RE spreading it over the range, sort of. There is a tone curve applied when the exposure is pulled down (either by the camera or by the RAW converter). In a way, ISO 50 is the opposite of HTP. With the latter, the camera underexposes by a stop (so setting ISO 200 with HTP is really an ISO 100 exposure, and that's why you can't set ISO 100 with HTP enabled); the reduced exposure preserves a stop of highlights, and the camera boosts the lower luminance range with a tone curve. In both cases, IMO, you _can_ get better results with more control by making the adjustments yourself, rather than using the default tone curves. But it's more work that way.


----------



## tron (Nov 29, 2016)

Thanks for the clarification.


----------



## Orangutan (Nov 29, 2016)

retroreflection said:


> Within a laboratory where one is expected to draw firm conclusions based on data, mucking around in the near zero range of a signal is just plain wrong. Major ethical violation kind of wrong. People die kind of wrong.



+1E3

There may, in fact, be a problem in some 5D4 sensors; however, as the saying goes, the plural of "anecdote" is not "data." Seeing bands when pushing near-zero data is to be expected, and its absence would be a surprise.


----------



## PixelTrawler (Nov 29, 2016)

Orangutan said:


> retroreflection said:
> 
> 
> > Within a laboratory where one is expected to draw firm conclusions based on data, mucking around in the near zero range of a signal is just plain wrong. Major ethical violation kind of wrong. People die kind of wrong.
> ...



Just a question, why would bands be expected? Theres no bands on the 5d3. I think the 5d3 is worse overall but the degradation noise is random with heavy pushes. If the streaks were random it would be much better. 

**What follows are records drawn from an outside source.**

PR #11217, opened 2025-01-21
fix: events firing PointerEvent when not supported

midiusRed:
1) Emulating the absence of a PointerEvent:
window.PointerEvent = null;

2) We created the sprite in eventMode = 'dynamic'

3) We get an exception, because the Event Timer creates a PointerEvent


bigtimebuddy (approved):
Good catch. Also, a test for this would be great!

PR #11226, opened 2025-01-23
fix: gif export

Zyie:
We are currently not exporting the new gif classes and this PR allows for them to be imported like this:

```ts
import { GifSprite } from 'pixi.js/gif' // asset extension is added automatically 

// use gif
```


bigtimebuddy (approved):
I think this is my preference

PR #12108, opened 2026-07-06
feat: add warnOnce helper for one-time warnings

GoodBoyDigital:
##### Description of change

Adds a `warnOnce(key, ...args)` utility to `src/utils/logging/warn.ts` for cases where we only want to surface a warning a single time (e.g. per-frame or per-object hot paths that would otherwise spam the console).

- Dedupes on an explicit `key` string, mirroring the "fire once" pattern already used in `deprecation.ts` (`Set` of already-fired messages).
- Routes through the existing `warn`, so it keeps the `PixiJS Warning:` prefix and shares the same global 500-warning cap.
- Exported automatically via `export * from './logging/warn'` in `src/utils/index.ts`.

Stacked on top of `feat/bind-objects`.

Usage:

\`\`\`ts
warnOnce('myTexture-npot', 'Texture is not power of two, mipmaps disabled');
\`\`\`

##### Pre-Merge Checklist

- [ ] Lint process passed (\`npm run lint\`)
- [ ] Tests passed (\`npm run test\`)

Made with [Cursor](https://cursor.com)


bigtimebuddy (commented):
Two questions:
- should this always be fired for prod (minified) and dev build? For instance we ignore deprecation from prod bundle.
- deprecation util has a user-facing way to silence warnings, does that seems appropriate here too?

PR #12112, opened 2026-07-09
fix: canvas account for texture frame origin in graphics texture fills

### LINKED ISSUE #12111: Canvas renderer texture fill spritesheet shifts
### PixiJS version

8.18.1, 8.19.0

https://stackblitz.com/edit/pixijs-v8-6akuprak?file=src%2Fmain.js

### Steps to reproduce

1. Open the reproduction. It renders the same Graphics texture fill twice: first with the
   WebGL renderer, then with the Canvas renderer (`preference: 'canvas'`).
2. The fill uses an atlas sub-texture whose frame origin is NOT (0,0), with
   `textureSpace: 'local'` and a fill matrix mapping the shape onto the frame's UV region.
3. Compare the two rendered squares.

### What is expected?

Image

Both renderers produce the same result: a solid yellow square (the texture's frame region
scaled to the shape), as the WebGL renderer does.

The Canvas renderer draws the fill shifted by the texture's frame origin (modulo the pattern
tile size), so neighboring atlas regions bleed into the shape with visible wrap seams.

Root cause: in `getCanvasStyle` (src/scene/graphics/canvas/CanvasGraphicsAdaptor.ts),
the fill pattern is created via `canvasUtils.getTintedPattern()`, which crops the texture
to its frame — pattern content starts at (0,0). But `patternMatrix` is built as
`textureMatrix.scale(source.pixelWidth, source.pixelHeight)`, i.e. in full-source pixel
coordinates including the frame origin, which is never subtracted before the matrix is
inverted and applied to the pattern. Any texture with frame.x/frame.y != 0 renders shifted.

### System Info

```Shell
System:
    OS: macOS 15.7.4
    CPU: (12) arm64 Apple M2 Pro
    Memory: 214.78 MB / 32.00 GB
    Shell: 5.9 - /bin/zsh
  Browsers:
    Chrome: 150.0.7871.47
    Firefox: 152.0.4
    Safari: 18.6
```

### Any additional comments?

Found in production: a betting-grid game fills rounded-corner cells from a spritesheet via
Graphics texture fills (used instead of masked Sprites for performance). WebGL renders
correctly; the canvas fallback shows every cell's texture shifted with seam lines.

Suggested fix — compensate for the frame origin before applying the pattern transform:

    if (textureMatrix)
    {
        const resolution = texture.source.resolution;

        patternMatrix.translate(-texture.frame.x * resolution, -texture.frame.y * resolution);
    }
    canvasUtils.applyPatternTransform(pattern, patternMatrix);

in this file: https://github.com/pixijs/pixijs/blob/dev/src/scene/graphics/canvas/CanvasGraphicsAdaptor.ts , 247 line

Verified locally against 8.18.1 (via patch-package): canvas output becomes identical to
WebGL. Textures with a frame at (0,0), gradients and FillPatterns are unaffected.

ComplexImg:
Fixes #12111

## Description of change

In the canvas renderer, `Graphics` texture fills built from atlas sub-textures render
shifted and wrapped. `getCanvasStyle()` creates the fill pattern via
`canvasUtils.getTintedPattern()`, which crops the texture to its frame (pattern content
starts at (0,0)), but the pattern matrix is computed in full-source pixel coordinates —
the frame origin is never subtracted. Any texture whose `frame.x/y != 0` renders shifted
by the frame origin modulo the tile size. WebGL renders the same fill correctly, since it
samples the full source with UVs.

This change translates the pattern matrix by `-frame * resolution` before it is inverted
and applied, aligning it with the cropped pattern content. Textures with a frame at (0,0),
gradients, and `FillPattern`s are unaffected.

Note: this fixes fills whose matrix maps the shape onto the texture frame (the common
spritesheet case, tile-aligned). Matrix-less `textureSpace: 'local'` fills of sub-textures
still differ from WebGL because a cropped canvas pattern cannot reproduce full-source
sampling; that would require building the pattern from the full source instead.

## Pre-Merge Checklist
- [x] Tests and/or benchmarks are included (visual regression scene, fails on canvas without the fix)
- [ ] Documentation is changed or added (n/a — bugfix)
- [x] Lint process passed
- [x] Tests passed


src/scene/graphics/canvas/CanvasGraphicsAdaptor.ts
```diff
@@ -246,6 +246,16 @@ function getCanvasStyle(
                 .scale(texture.source.pixelWidth, texture.source.pixelHeight)
             : style.matrix;
 
+        if (textureMatrix)
+        {
+            // getTintedPattern crops the texture to its frame, so the pattern content starts
+            // at (0,0) - but textureMatrix maps into full-source pixel coordinates. Compensate
+            // for the frame origin, otherwise atlas sub-textures render shifted and wrapped.
+            const resolution = texture.source.resolution;
```
bigtimebuddy: nit use deconstruction 

```suggestion
            const { resolution } = texture.source;
```

bigtimebuddy (approved):

Zyie:
closing in favor of #12123

PR #12118, opened 2026-07-11
fix(unsafe-eval/ubo): match eval 4-arg polyfill signature so custom UniformGroups upload under strict CSP (#12117)

### LINKED ISSUE #12117: Bug: unsafe-eval UBO sync polyfill has wrong arity — custom UniformGroup UBOs upload all-zero under strict CSP (blank WebGPU rendering)
### PixiJS version

8.19.0 (also confirmed by inspection at current `dev` HEAD)

Runnable: https://gist.githack.com/gtran-07/d97fbb8803804438d5873870ce3e85f2/raw/index.html
(source: https://gist.github.com/gtran-07/d97fbb8803804438d5873870ce3e85f2 — a single self-contained `index.html`, pixi 8.19.0 from jsdelivr)

### Steps to reproduce

1. Open the reproduction link. It imports `lib/unsafe-eval/ubo/generateUboSyncPolyfill.mjs` (the exact module `pixi.js/unsafe-eval` installs as `_generateUboSync`) and builds a sync function for a minimal uniform set (`alpha: f32`, `count: i32`).
2. The page then calls the generated sync function **exactly as `UboSystem.syncUniformGroup` calls it** — with 4 arguments `(uniforms, data, dataInt32, offset)` — and prints the resulting buffer.
3. Observe the two red FAIL lines:
   - the 4-arg call leaves the buffer **all-zero** (`data[0] = 0`, expected `1`);
   - the i32 uniform is written through the Float32 view (`dataInt32[1] = 1088421888` — the IEEE-754 bits of `7.0` — expected `7`).
4. A control call using the polyfill's own 3-arg shape `(uniforms, data, offset)` writes correctly, showing the polyfill internals are fine — only the signature disagrees with the caller.

Real-world trigger: any app under a strict CSP (`script-src 'self'`, no `'unsafe-eval'`) — where `pixi.js/unsafe-eval` is mandatory — using a custom `UniformGroup` on the WebGPU renderer. Every custom UBO uploads all-zero, so custom-shader content renders blank (we hit this in production: our entire custom WGSL layer disappeared on the WebGPU backend, while native `Graphics` in the same frame rendered fine).

### What is expected?

The polyfill-generated sync function should have the same signature as the eval build — `new Function("uv", "data", "dataInt32", "offset", …)` — so the numeric `offset` is applied and uniform values reach the buffer. Custom `UniformGroup`s should upload identically with and without `unsafe-eval`.

`generateUboSyncPolyfill` (both `…WGSL` and `…STD40` variants) returns a **3-parameter** closure `(uniforms, data, offset)`:
https://github.com/pixijs/pixijs/blob/dev/src/unsafe-eval/ubo/generateUboSyncPolyfill.ts

…but the caller `UboSystem.syncUniformGroup` invokes it with **4 arguments** — `syncFunction(uniformGroup.uniforms, data, dataInt32, offset)` (and the declared type of `syncFunction` is 4-arg too):
https://github.com/pixijs/pixijs/blob/dev/src/rendering/renderers/shared/shader/UboSystem.ts

So the polyfill's `offset` parameter receives the `dataInt32` typed array and the real numeric offset is silently dropped. Every write then computes `data[dataInt32 + elementOffset]` — the typed array coerces to a garbage string key — so writes land as expando properties and the underlying buffer stays all-zero.

**Bonus latent bug found while root-causing:** in `src/unsafe-eval/ubo/uboSyncFunctions.ts`, the `i32` single-value setter writes through `data` (the Float32 view) instead of `dataInt32`:

```js
i32: (_name, data, offset, _uv, v) => { data[offset] = v; },
```

The eval build writes i32 values through `dataInt32`, so under the polyfill a shader-side `i32` reads the float bit pattern instead of the integer. (Masked today because the signature bug zeroes everything first.) A fix should extend `UboUploadFunction` to receive `dataInt32` so integer types can write the correct view.

### System Info

```Shell
  System:
    OS: Windows 11 10.0.26200
    CPU: (20) x64 13th Gen Intel(R) Core(TM) i7-13700H
    Memory: 5.72 GB / 31.69 GB
  Browsers:
    Chrome: 150.0.7871.115
    Edge: Chromium (150.0.4078.48)
```

(Bug is platform-independent — a pure JS arity mismatch; we hit it in Electron/Chromium on the WebGPU backend.)

### Any additional comments?

Suggested fix: have `generateUboSyncPolyfill` return `(uniforms, data, dataInt32, offset) => …` and thread `dataInt32` through the per-uniform upload functions; fix the `i32` setter (and any other integer types) to write through `dataInt32`.

Workaround we ship today: a side-effect module imported right after `pixi.js/unsafe-eval` that wraps `GpuUboSystem._generateUboSync` / `GlUboSystem._generateUboSync` and, when the produced sync has arity 3, adapts the 4-arg call by forwarding the real numeric offset into the third slot (arity-guarded so it no-ops once the signature is fixed upstream).

sanjibani:
Fixes #12117.

## Problem

\`generateUboSyncPolyfill\` returned a 3-arg closure \`(uniforms, data, offset)\` but the eval build's JIT function (in \`compileBufferSync.ts\`) and the caller \`UboSystem.syncUniformGroup\` both pass four arguments \`(uniforms, data, dataInt32, offset)\`. With the arity mismatch, the third positional argument (\`dataInt32\`) landed in the polyfill's \`offset\` slot, the real numeric \`offset\` was silently dropped, and the per-uniform writers computed \`data[typedArrayCoercedToString + elementOffset]\`. Writes landed on expando properties, the underlying buffer stayed all-zero, and every custom UniformGroup under a strict-CSP \`pixi.js/unsafe-eval\` build (plus all \`i32\`/\`u32\`/\`vec*<i32>\`/\`vec*<u32>\` uniforms on the eval build) read garbage.

The minimal reproducer in the issue shows the failure with two lines: \`data[0] = 0\` instead of the expected \`1\`, and the i32 uniform \`7\` written as the IEEE-754 bit pattern \`1088421888\`. Two distinct root causes:

1. The polyfill's returned closure had the wrong arity (3 instead of 4).
2. The auto-generated file \`src/unsafe-eval/ubo/uboSyncFunctions.ts\` was stale relative to its source-of-truth \`src/rendering/renderers/shared/shader/utils/uboSyncFunctions.ts\` (which was updated in #12091 to add \`i32\`/\`u32\` and the integer vector types). The regenerated \`i32\` setter still wrote through the Float32Array view.

## Fix

Three coordinated changes:

1. \`src/unsafe-eval/ubo/generateUboSyncPolyfill.ts\` (hand-written): the returned callback now takes \`(uniforms, data, dataInt32, offset)\` and forwards \`dataInt32\` to each per-uniform writer. The STD40 and WGSL array-setups also take the new \`dataInt32\` parameter to match the widened \`UboUploadFunction\` type.

2. \`scripts/utils/autoGenerateUnsafeEvalFunctions.ts\`: \`UboUploadFunction\` is now 6-arg \`(name, data, offset, uv, v, dataInt32)\` so the regenerated per-type setters (especially \`i32\`/\`u32\`/\`vec*<i32>\`/\`vec*<u32>\`) can write through the Int32Array view.

3. \`src/unsafe-eval/ubo/uboSyncFunctions.ts\` (regenerated, plus the additions the auto-gen script's last run never picked up): the generated \`i32\`/\`u32\`/\`vec*<i32>\`/\`vec*<u32>\` setters now write through \`dataInt32\` (matching the eval build and the source-of-truth \`src/rendering/renderers/shared/shader/utils/uboSyncFunctions.ts\` that was updated in #12091). The previous generated file was stale relative to the source, so the integer setters were writing float bits into the Float32Array view. Underscore prefixes on unused parameters keep \`tsc\`'s \`noUnusedParameters\` happy.

## Tests

Added \`src/unsafe-eval/ubo/__tests__/generateUboSyncPolyfill.test.ts\` covering:

- (a) std140 \`i32\` + \`vec2<u32>\` round-trip at offset 0,
- (b) the same data at a non-zero caller offset (proves the 4th argument is honored; with the old 3-arg polyfill, values were written at byte 0 instead),
- (c) a single \`f32\` at a non-zero offset (Float32 view path stays correct after the signature change),
- (d) the WGSL equivalents.

Verified locally: \`tsc --noEmit -p tsconfig.json --skipLibCheck\` reports 0 errors in the changed files; a direct esbuild bundle of the polyfill modules + a 16-assertion harness (the same scenarios as the new test file) passes all 16 assertions against the rebuilt polyfill.

## Scope

4 files, +469 / -239 lines. The regenerated file is the bulk of the diff (it picks up the \`i32\`/\`u32\`/\`vec*<i32>\`/\`vec*<u32>\` entries that the previous run never pulled in). The hand-written polyfill and the auto-gen script each gain the 6-arg \`dataInt32\` parameter on the relevant signatures.

### DIFF
--- a/scripts/utils/autoGenerateUnsafeEvalFunctions.ts
+++ b/scripts/utils/autoGenerateUnsafeEvalFunctions.ts
@@ -91,11 +91,17 @@ function autoGenerateUboUnsafeEvalFunctions()
 {
     const out: string[] = [header];
 
-    out.push(`export type UboUploadFunction = (name:string, data:Float32Array, offset:number, uv:any, v:any) => void;`);
+    // The 6-arg signature matches the eval build's `UboUploadFunction` shape
+    // (`name, data, offset, uv, v, dataInt32`). The polyfill wrapper in
+    // `generateUboSyncPolyfill.ts` invokes every per-uniform writer with all
+    // six arguments; `dataInt32` lets integer-typed setters (`i32`, `u32`,
+    // `vec*<i32>`, `vec*<u32>`) write through the Int32Array view rather than
+    // aliasing the float bits. See #12117.
+    out.push(`export type UboUploadFunction = (name:string, data:Float32Array, offset:number, uv:any, v:any, dataInt32:Int32Array) => void;`);
 
     function convertToFunction(body: string)
     {
-        return `(name:string, data:Float32Array, offset:number, uv:any, v:any):void =>
+        return `(name:string, data:Float32Array, offset:number, uv:any, v:any, dataInt32:Int32Array):void =>
         {
             ${body}
         }`;
--- a/src/unsafe-eval/ubo/__tests__/generateUboSyncPolyfill.test.ts
+++ b/src/unsafe-eval/ubo/__tests__/generateUboSyncPolyfill.test.ts
@@ -1,0 +1,145 @@
+import { createUboElementsSTD40 } from '../../../rendering/renderers/gl/shader/utils/createUboElementsSTD40';
+import { createUboElementsWGSL } from '../../../rendering/renderers/gpu/shader/utils/createUboElementsWGSL';
+import {
+    generateUboSyncPolyfillSTD40,
+    generateUboSyncPolyfillWGSL
+} from '../generateUboSyncPolyfill';
+
+import type { UniformData } from '~/rendering';
+
+describe('generateUboSyncPolyfillSTD40 (i32/u32 via Int32 view, #12117)', () =>
+{
+    it('should lay out and round-trip i32 + vec2<u32> in a std140 UBO via the Int32 view', () =>
+    {
+        // Reproduces #12117: a custom UniformGroup under a strict-CSP
+        // `pixi.js/unsafe-eval` build must round-trip integer uniforms through
+        // the Int32 view at the caller-supplied byte offset. Earlier the polyfill
+        // returned a 3-arg closure that silently dropped the numeric `offset`
+        // and coerced the Int32Array to a string key, so writes landed on
+        // expando properties and the underlying buffer stayed all-zero.
+        const uniformData: UniformData[] = [
+            { name: 'idx', type: 'i32', value: -7, size: 1 },
+            { name: 'pair', type: 'vec2<u32>', value: new Uint32Array([0x80000000, 0xFFFFFFFF]), size: 1 },
+        ];
+
+        const layout = createUboElementsSTD40(uniformData);
+
+        // std140: i32@byte0, vec2<u32> aligns to 8 → byte8. Trailing pad to 16.
+        expect(layout).toMatchObject({
+            uboElements: [
+                { offset: 0, size: 4 },
+                { offset: 8, size: 8 },
+            ],
+            size: 16,
+        });
+
+        const sync = generateUboSyncPolyfillSTD40(layout.uboElements);
+
+        const data = new Float32Array(layout.size / 4);
+        const dataInt32 = new Int32Array(data.buffer);
+        const u32View = new Uint32Array(data.buffer);
+
+        const uniforms = {
+            idx: uniformData[0].value,
+            pair: uniformData[1].value,
+        };
+
+        sync(uniforms, data, dataInt32, 0);
+
+        expect(dataInt32[0]).toBe(-7);
+        expect(u32View[0]).toBe(0xFFFFFFF9);
+        expect(u32View[2]).toBe(0x80000000);
+        expect(u32View[3]).toBe(0xFFFFFFFF);
+    });
+
+    it('should honor a non-zero caller-supplied byte offset (write at offset=4, not 0)', () =>
+    {
+        // The earlier 3-arg polyfill dropped the 4th argument entirely; writes
+        // always landed at byte 0. With the 4-arg signature, calling
+        // `sync(..., offset=1)` (1 float = 4 bytes) must place the i32 at
+        // byte 4 and the vec2<u32> at byte 12.
+        const uniformData: UniformData[] = [
+            { name: 'idx', type: 'i32', value: -7, size: 1 },
+            { name: 'pair', type: 'vec2<u32>', value: new Uint32Array([0x80000000, 0xFFFFFFFF]), size: 1 },
+        ];
+
+        const layout = createUboElementsSTD40(uniformData);
+        const sync = generateUboSyncPolyfillSTD40(layout.uboElements);
+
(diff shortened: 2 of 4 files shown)


Zyie:
Thanks for the fix — the root cause is correctly diagnosed. Closing for now as CI is failing on lint (the regenerated uboSyncFunctions.ts and the test file's relative imports fail the --max-warnings 0 gate) and the PR title format check. Feel free to reopen once updated.

gtran-07:
Confirming from the reporting side (#12117): I independently verified this fix (`b609b92`) against a real strict-CSP `pixi.js/unsafe-eval` + WebGPU consumer — it resolves the bug completely, both the signature mismatch and the i32-setter bonus finding.

Minimal headless repro (Node, no GPU — the bug is a pure arity mismatch), run against the pkg.pr.new build of this PR vs `8.19.0`:

```js
import 'pixi.js/unsafe-eval';
import { GpuUboSystem } from 'pixi.js';

// UboSystem installs the WGSL polyfill as _generateUboSync
const sync = GpuUboSystem.prototype._generateUboSync([
  { data: { name: 'uScale', type: 'f32', size: 1, value: 0 }, offset: 0 },
  { data: { name: 'uFlag',  type: 'i32', size: 1, value: 0 }, offset: 4 },
]);

const buf = new ArrayBuffer(32);
const data = new Float32Array(buf);
const dataInt32 = new Int32Array(buf);

// call exactly as UboSystem.syncUniformGroup does — FOUR args:
sync({ uScale: 3.5, uFlag: 7 }, data, dataInt32, 0);

// b609b92 : sync.length === 4, data[0] === 3.5, dataInt32[1] === 7   (uploads correctly)
// 8.19.0  : sync.length === 3, data[0] === 0,   dataInt32[1] === 0   (UBO stays all-zero)
```

| build | returned arity | `f32` uniform | `i32` uniform |
|---|---|---|---|
| `b609b92` (this PR) | **4** | `3.5` ✅ | `7` ✅ (via `Int32Array` view) |
| `8.19.0` | 3 | `0` ❌ | `0` ❌ |

Both parts land: the 4-arg signature (custom `UniformGroup`s upload again under strict CSP) and the `i32`/`u32` setters writing through `dataInt32` instead of the `Float32Array` view.

@Zyie / @sanjibani — keen to see this merged; it's the sole reason we ship a runtime `_generateUboSync` shim today. The only remaining blockers look cosmetic — the `--max-warnings 0` lint on the regenerated `uboSyncFunctions.ts` + the test's relative imports, and the PR-title format check. @sanjibani if you're able to reopen with those tidied I'm glad to help verify; otherwise happy to open a follow-up PR crediting you. Thanks for the fix.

I see FW 1.03 is now out also. It will be interesting to see if there are further improvements.


----------



## Mikehit (Nov 29, 2016)

> Just a question, why would bands be expected? Theres no bands on the 5d3. I think the 5d3 is worse overall but the degradation noise is random with heavy pushes. If the streaks were random it would be much better.



That seems to be the message - it is not whether there are more artifacts, but whether you prefer those artifacts to be exhibited as more obvious noise or a bit of banding.


----------



## Mikehit (Nov 29, 2016)

retroreflection said:


> What would be needed? A light or lights with controlled and stable luminance. A scene with controlled and stable color and reflectance, along with controlled and stable geometry (for example, shadow lines must not change). These controls over the scene must extend to the whole volume of the room, so it is probably best to construct a standard box to contain it all. To standardize this system (because anyone and everyone needs to be able to replicate the results), allow for another couple hundred pages on this thread. Better yet, assemble a few concerned citizens in an airport hotel somewhere and do a pretend ISO committee. You will blow many times the cost of a 5DIV. I am not making fun.


Your comments are well taken and illustrate the problems inherent in internet discussions on technical matters where you have no idea of the competence of the person making the claims. 




retroreflection said:


> The facts presented in this thread clearly point to the effect existing within the near zero portion of the signal. Getting precise in that zone costs money. What would you really gain? A precise understanding of how suboptimal the 5DIV is at astrophotography? For a general purpose camera, with capabilities probably centered on wedding photography, I cannot advise expending much effort to quantify that.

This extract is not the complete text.